# Data Wrangling in R: Strings

In which we dive into string manipulation, with a focus on regular expressions.

February 18, 2020 - 8 minute read -

In this post we’ll be taking a look at basic string functions, regular expression syntax, and several applications of regular expressions in string manipulation.1

The RStudio String Manipulation Cheat Sheet has great reference material on this topic in a condensed format.

### String Basics

• str_length() returns the number of characters in a string
• str_replace_na() turns missing values (NA) into “NA”
• str_c(..., sep = ",") combines two or more strings with a specified separator
• str_c(..., collapse = ", " collapses a vector of strings into a single string with a specified separator
• str_sub() extracts or modifies subsets of a string by character position
• str_sort() sorts strings; specify locale if necessary
• str_to_lower(), str_to_upper(), str_to_title() changes cases; specify locale if necessary

## Regular Expressions - Basic Syntax

#### Anchors

• ^ matches the start of a string

#### Repetition

• ? is 0 or 1
• + is 1 or more
• * is 0 or more
• {n} is exactly n
• {n,} is n or more
• {,m} is at most m
• {n,m} is between n and m, inclusive
• \1, \2 backreference previous text in parentheses and search for the same pattern

Note: By default, these are greedy and match the longest string possible; make them lazy by putting a ? after them.

## Appling Regular Expressions in R

It’s important to note that in order for your regular expressions to work in R, you must add an additional backslash,  \ , to all existing backslashes in your expression. This is because backslashes have their own meaning in R strings.

You can also search for patterns using OR logic using the pipe: |.

Let’s go through some simple applications of regular expressions using the two libraries below. The two datasets that I will use as examples are words, a character vector of 980 common words, and sentences, a character vector of 720 sentences.

### 1. Detecting Matches: string_detect(), string_subset(), and string_count()

string_detect() searches for a pattern in a string and returns TRUE or FALSE.

string_subset() keeps strings matching a pattern.

string_count() counts the number of matches there are in a string.

### 2. Extracting Matches: string_extract() and string_extract_all()

str_extract(), str_extract_all() extracts the actual text of a match.

### 3. Grouped Matches: str_match() and str_match_all()

str_match() and str_match_all() are very similar to the previous string extracting functions – they extract a matching pattern from a vector, but also returns each individual component by returning a matric with one column for the complete match followed by one column for each group.

extract() does the same thing, but is especially useful for tibbles (as opposed to vectors). It will add additional columns to the tibble for each grouped match.

### 4. Replacing Matches: str_replace() and str_replace_all()

str_replace() will replace the first occurence of a match, while str_replace_all() will replace all occurences.
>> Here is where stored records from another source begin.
Issue #1124, opened 2023-10-06
bug: Requestly Firefox Devtools title shows both emoji and icon


wrongsahil:
### Describe your issue?

Requestly Firefox Devtools header is showing both emoji and png icon. This is okay in chromium based browsers as it shows icon only

### Repro steps

NA

### What Requestly tool were you using?

- [X] Extension
- [ ] Desktop-App
- [ ] Android SDK
- [ ] Selenium

### Your Environment

MacOs Ventura 13.0.1, Firefox

### Requestly Version

v23.9.20

### Error screenshot

<img width="249" alt="image" src="https://github.com/requestly/requestly/assets/16779465/c1348032-3dfe-4c68-9e18-a2d0dc9f1ccd">

adarsh-sgh:
> Requestly Firefox Devtools header is showing both emoji and png icon. This is okay in chromium based browsers as it shows icon only

Regarding the Chromium behavior, it displays the emoji only in my case. This makes sense since the icon feature was removed, as indicated in this conversation on [Superuser ](https://superuser.com/a/660003/1856667) .

Here is the code responsible for the current behavior, 

https://github.com/requestly/requestly/blob/e66ab075d880caa8a8681836795b94f405153fe8/browser-extension/common/src/devtools/devtools.js#L3

*** 

**Possible Solutions:**

**1. Conditionally render the emoji in Chrome only (Chrome : Emoji, Firefox : Icon):**
   - Chrome's behavior will remain unchanged.
   - Firefox will show the icon only, ensuring consistency with other panels in Firefox.
   - I am assuming we have some env variables distinguishing chrome builds from firefox ?

**2. Remove the emoji altogether:(Chrome : Text Only, Firefox : Icon)**
   - This would make it consistent with other panel items in Chrome .
   - Chrome will show just panel name, aligning with the behavior of other panels.
   - Firefox will show the icon, maintaining consistency with other panels.

SanchitMahajan236:
I want to contribute to this issue but can you please elaborate what approach is to be used to solve this issue as mentioned by adarsh

wrongsahil:
@SanchitMahajan236 If possible, please remove the icon from Firefox while keeping the emoji for both Chrome and Firefox. That would be ideal.

rasesh-here:
-- assign

SanchitMahajan236:
@wrongsahil please assign me this issue

ayaan-qadri:
Working on this !

Edit: Not working

[...]

PR #3790, opened 2025-11-02
fix: firefox dev tools icon

mustafa-sayyed:
Closes issue: #1124

## 📜 Summary of changes:
- Firefox was displaying icon and emoji both, even though we don't pass the icon path, it uses the default icon provided in the manifest file
- I made icon of that emoji to display it in Firefox
- if the Browser is Firefox, then it only shows text with emoji's icon
- Verified the behaviour by building extension and then tested it in FireFox

## 🎥 Demo Video:
Screenshot 2025-11-02 012800

## ✅ Checklist:

- [x] Verified UI in browser.
- [x] **Added demo video showing the changes in action** (if applicable).

## 🧪 Test instructions:
- Open the Firefox Devtools 

## Summary by CodeRabbit

* **New Features**
  * DevTools panel now adapts its title and icon based on browser detection — Firefox users see a Firefox-specific title and icon; other browsers see an adjusted title and no icon for a consistent experience.
  * Panel creation is now gated to active DevTools contexts so it appears only when an appropriate tab is open.


nafees87n (changes requested):
> Firefox was displaying icon and emoji both, even though we don't pass the icon path, it uses the default icon provided in the manifest file

If thats the case then can we display Requestly's icon in firefox and the emoji in chrome? We wanted to have consistency across but when we have to choose between a custom icon and Requestly logo in firefox then choosing the logo seems ideal rather than introducing a custom `png` icon.

mustafa-sayyed:
@nafees87n 
The Discussion happens in the issue 
@wrongsahil said to display emoji to maintain consistency

image

nafees87n:
@mustafa-sayyed 
I am aware about the discussion. That would have been ideal but thats not the case as you mentioned firefox always picks up the logo from manifest and to remove it you need to pass some other icon

> > Firefox was displaying icon and emoji both, even though we don't pass the icon path, it uses the default icon provided in the manifest file
> 
> If thats the case then can we display Requestly's icon in firefox and the emoji in chrome? We wanted to have consistency across but when we have to choose between a custom icon and Requestly logo in firefox then choosing the logo seems ideal rather than introducing a custom `png` icon.

This is the reason why we want to go down this route

mustafa-sayyed:
Ok, @nafees87n 

I will change to display the Requestly logo in Firefox instead of that emoji's icon

PR #4060, opened 2025-12-19
[ENGG-4739] feat: adds support of composite variables

nafees87n:
This adds support for composite variables. It enables using a variable as value for another variable.

Caveats:
1. Highlighting and autocompletion does not work in variables table.
2. If circular dependencies are detected then variables are left as is in unresolved form,

## Screenshots
Snipaste_2025-12-19_11-03-57
Snipaste_2025-12-19_11-03-23
Snipaste_2025-12-19_11-02-58
Snipaste_2025-12-19_11-02-55
Snipaste_2025-12-19_11-02-52

## Summary by CodeRabbit

* **New Features**
  * Variables can reference other variables; references are resolved in dependency order with handling for circular references and unresolved cases; failures fall back to original values.

* **Refactor**
  * Improved lifecycle and null-safety for the variable resolution manager to ensure reliable initialization and guarded usage.

* **Chores**
  * Added a new runtime dependency to support dependency-based variable resolution.


app/src/backend/environment/utils.ts
```diff
@@ -160,6 +164,77 @@ const collectAndEscapeVariablesFromTemplate = (
...
+      }
+    }
+  });
+
+  // Get resolution order (topologically sorted)
+  let resolutionOrder: string[];
+  try {
+    resolutionOrder = graph.overallOrder();
+  } catch (error) {
+    Logger.error("Failed to resolve variable dependencies:", error);
```
rohanmathur91: Should we capture this on sentry?

app/src/backend/environment/utils.ts
```diff
@@ -160,6 +164,77 @@ const collectAndEscapeVariablesFromTemplate = (
...
+          }
+        });
+      }
+    }
+  });
+
+  // Get resolution order (topologically sorted)
+  let resolutionOrder: string[];
+  try {
+    resolutionOrder = graph.overallOrder();
```
rohanmathur91: Why will this fail? due to cycle in graph?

### 5. Splitting Matches: str_split()

str_split() will split strings based on a pattern.

### 6. Finding the Positions of Matches: str_locate(), str_locate_all()

str_locate(), str_locate_all() return the starting and ending positions of each match. When none of the other functions do what you want, you may want to locate the positions of the matching patterns, then use str_sub() to extract/modify them.

### …A final note about regular expressions:

In the examples above, the pattern matching string is automatically wrapped into a call to regex():

We can explicitly call the regex() function to change case matching, search over multiple lines, or add comments for readability.

## Applying Pattern Matching Without Regular Expressions

All of the functions that we’ve looked at to apply pattern matching via regular expressions by default. However, it is possible to override the pattern matching type by explicity specifying one of three functions in place of regex():

1. fixed() matches the exact specified sequence of bytes, ignoring all special regular expressions. It is much faster than regular expressions, but be careful with non-English data.
2. coll() compares strings using standard collation rules. This is useful for doing case insensitive matching, but is slower than the other functions.
3. boundary() can match boundaries, such as characters, words, or sentences.
1. This post is meant for a person who is looking for a refresher on string manipulation and regular expressions in R. The content in this post is based on chapter fourteen of R for Data Science by Hadley Wickham & Garrett Grolemund, which I would recommend reading for in-depth examples.